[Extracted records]
········

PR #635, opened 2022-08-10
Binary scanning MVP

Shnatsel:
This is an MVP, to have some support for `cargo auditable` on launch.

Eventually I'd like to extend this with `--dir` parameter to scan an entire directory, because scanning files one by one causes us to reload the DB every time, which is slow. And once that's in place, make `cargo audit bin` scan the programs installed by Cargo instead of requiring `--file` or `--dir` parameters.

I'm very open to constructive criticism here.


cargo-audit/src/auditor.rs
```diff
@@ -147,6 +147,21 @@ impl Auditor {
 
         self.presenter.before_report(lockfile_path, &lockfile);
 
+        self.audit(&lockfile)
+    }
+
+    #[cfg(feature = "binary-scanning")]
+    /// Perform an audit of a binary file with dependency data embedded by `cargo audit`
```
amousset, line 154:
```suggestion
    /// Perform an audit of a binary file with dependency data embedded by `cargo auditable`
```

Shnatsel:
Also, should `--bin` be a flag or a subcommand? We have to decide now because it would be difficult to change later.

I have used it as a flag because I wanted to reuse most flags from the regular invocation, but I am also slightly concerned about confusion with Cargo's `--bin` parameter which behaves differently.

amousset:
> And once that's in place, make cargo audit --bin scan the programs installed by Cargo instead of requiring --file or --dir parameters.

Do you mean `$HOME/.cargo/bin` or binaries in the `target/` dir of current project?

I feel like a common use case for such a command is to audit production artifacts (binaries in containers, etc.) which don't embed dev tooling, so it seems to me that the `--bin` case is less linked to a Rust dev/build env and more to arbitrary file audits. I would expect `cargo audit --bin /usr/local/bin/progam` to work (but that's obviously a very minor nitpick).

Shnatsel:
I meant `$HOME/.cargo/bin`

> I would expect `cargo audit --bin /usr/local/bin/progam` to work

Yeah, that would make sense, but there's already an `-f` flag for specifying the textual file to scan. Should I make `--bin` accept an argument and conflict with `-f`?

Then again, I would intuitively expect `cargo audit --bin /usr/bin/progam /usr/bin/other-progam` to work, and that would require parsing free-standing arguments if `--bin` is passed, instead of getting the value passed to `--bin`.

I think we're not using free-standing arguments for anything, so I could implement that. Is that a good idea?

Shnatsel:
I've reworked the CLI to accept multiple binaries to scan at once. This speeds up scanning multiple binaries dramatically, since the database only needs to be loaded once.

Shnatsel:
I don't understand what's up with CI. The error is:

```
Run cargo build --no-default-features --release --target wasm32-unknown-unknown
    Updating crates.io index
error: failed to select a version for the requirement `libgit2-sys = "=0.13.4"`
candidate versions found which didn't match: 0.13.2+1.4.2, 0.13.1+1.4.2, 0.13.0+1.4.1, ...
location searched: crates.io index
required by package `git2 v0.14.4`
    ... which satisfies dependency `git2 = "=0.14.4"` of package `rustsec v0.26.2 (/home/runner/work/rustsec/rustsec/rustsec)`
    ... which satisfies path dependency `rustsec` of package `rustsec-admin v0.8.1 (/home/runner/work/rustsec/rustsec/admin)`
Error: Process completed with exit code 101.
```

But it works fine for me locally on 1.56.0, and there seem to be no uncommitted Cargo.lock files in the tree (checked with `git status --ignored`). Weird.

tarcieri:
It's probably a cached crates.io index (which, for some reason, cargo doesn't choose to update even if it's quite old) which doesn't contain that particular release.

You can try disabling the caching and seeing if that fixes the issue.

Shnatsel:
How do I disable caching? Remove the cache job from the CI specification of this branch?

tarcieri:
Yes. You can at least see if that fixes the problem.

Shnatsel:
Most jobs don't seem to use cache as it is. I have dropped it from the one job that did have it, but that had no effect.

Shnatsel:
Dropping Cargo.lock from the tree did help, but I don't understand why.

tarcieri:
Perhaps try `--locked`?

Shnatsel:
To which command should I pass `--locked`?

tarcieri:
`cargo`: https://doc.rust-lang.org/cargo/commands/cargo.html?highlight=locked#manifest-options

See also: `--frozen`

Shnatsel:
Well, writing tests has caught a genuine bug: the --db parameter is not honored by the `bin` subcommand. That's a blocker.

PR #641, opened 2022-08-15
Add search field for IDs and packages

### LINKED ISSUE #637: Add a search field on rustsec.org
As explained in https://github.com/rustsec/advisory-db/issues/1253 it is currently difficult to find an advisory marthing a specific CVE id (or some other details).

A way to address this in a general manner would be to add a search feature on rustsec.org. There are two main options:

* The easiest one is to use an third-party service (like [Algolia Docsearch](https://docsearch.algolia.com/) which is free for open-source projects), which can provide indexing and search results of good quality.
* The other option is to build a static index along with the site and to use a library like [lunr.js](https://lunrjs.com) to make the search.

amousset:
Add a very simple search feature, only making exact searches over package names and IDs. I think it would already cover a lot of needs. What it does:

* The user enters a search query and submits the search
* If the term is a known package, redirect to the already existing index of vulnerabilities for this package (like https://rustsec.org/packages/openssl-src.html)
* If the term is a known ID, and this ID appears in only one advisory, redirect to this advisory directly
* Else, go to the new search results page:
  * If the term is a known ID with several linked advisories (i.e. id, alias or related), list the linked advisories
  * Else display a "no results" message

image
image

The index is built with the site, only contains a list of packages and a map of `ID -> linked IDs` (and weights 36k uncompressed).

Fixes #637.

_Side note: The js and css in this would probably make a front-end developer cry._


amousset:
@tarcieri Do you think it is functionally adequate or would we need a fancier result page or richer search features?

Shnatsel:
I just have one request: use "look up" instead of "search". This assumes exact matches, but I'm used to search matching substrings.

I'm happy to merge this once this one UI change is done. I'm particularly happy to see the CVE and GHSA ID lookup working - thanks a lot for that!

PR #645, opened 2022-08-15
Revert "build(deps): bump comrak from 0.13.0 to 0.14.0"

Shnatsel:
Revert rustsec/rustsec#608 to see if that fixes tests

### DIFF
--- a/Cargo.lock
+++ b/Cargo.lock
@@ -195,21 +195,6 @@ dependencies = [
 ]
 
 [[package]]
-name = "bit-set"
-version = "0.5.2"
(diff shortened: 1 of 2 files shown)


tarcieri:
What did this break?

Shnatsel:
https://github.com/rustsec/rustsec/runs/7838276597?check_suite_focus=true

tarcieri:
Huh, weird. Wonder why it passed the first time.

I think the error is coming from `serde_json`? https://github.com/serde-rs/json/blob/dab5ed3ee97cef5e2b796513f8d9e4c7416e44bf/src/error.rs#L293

········

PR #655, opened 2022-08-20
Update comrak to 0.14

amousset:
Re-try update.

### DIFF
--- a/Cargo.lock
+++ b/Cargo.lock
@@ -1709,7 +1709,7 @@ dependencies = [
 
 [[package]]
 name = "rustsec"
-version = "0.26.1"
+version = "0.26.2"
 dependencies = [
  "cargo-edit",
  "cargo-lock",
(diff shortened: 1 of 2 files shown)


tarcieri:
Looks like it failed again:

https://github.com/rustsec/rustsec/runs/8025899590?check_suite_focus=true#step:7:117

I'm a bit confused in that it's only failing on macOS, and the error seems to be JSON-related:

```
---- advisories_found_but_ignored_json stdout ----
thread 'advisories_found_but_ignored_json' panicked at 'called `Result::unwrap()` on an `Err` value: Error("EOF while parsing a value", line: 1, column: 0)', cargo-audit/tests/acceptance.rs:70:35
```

········

_What you will do_.
Which lines in the data above hold the string "free"? Show each one.

_Solved problem_.
Then again, I would intuitively expect `cargo audit --bin /usr/bin/progam /usr/bin/other-progam` to work, and that would require parsing free-standing arguments if `--bin` is passed, instead of getting the value passed to `--bin`.
I think we're not using free-standing arguments for anything, so I could implement that. Is that a good idea?
* The easiest one is to use an third-party service (like [Algolia Docsearch](https://docsearch.algolia.com/) which is free for open-source projects), which can provide indexing and search results of good quality.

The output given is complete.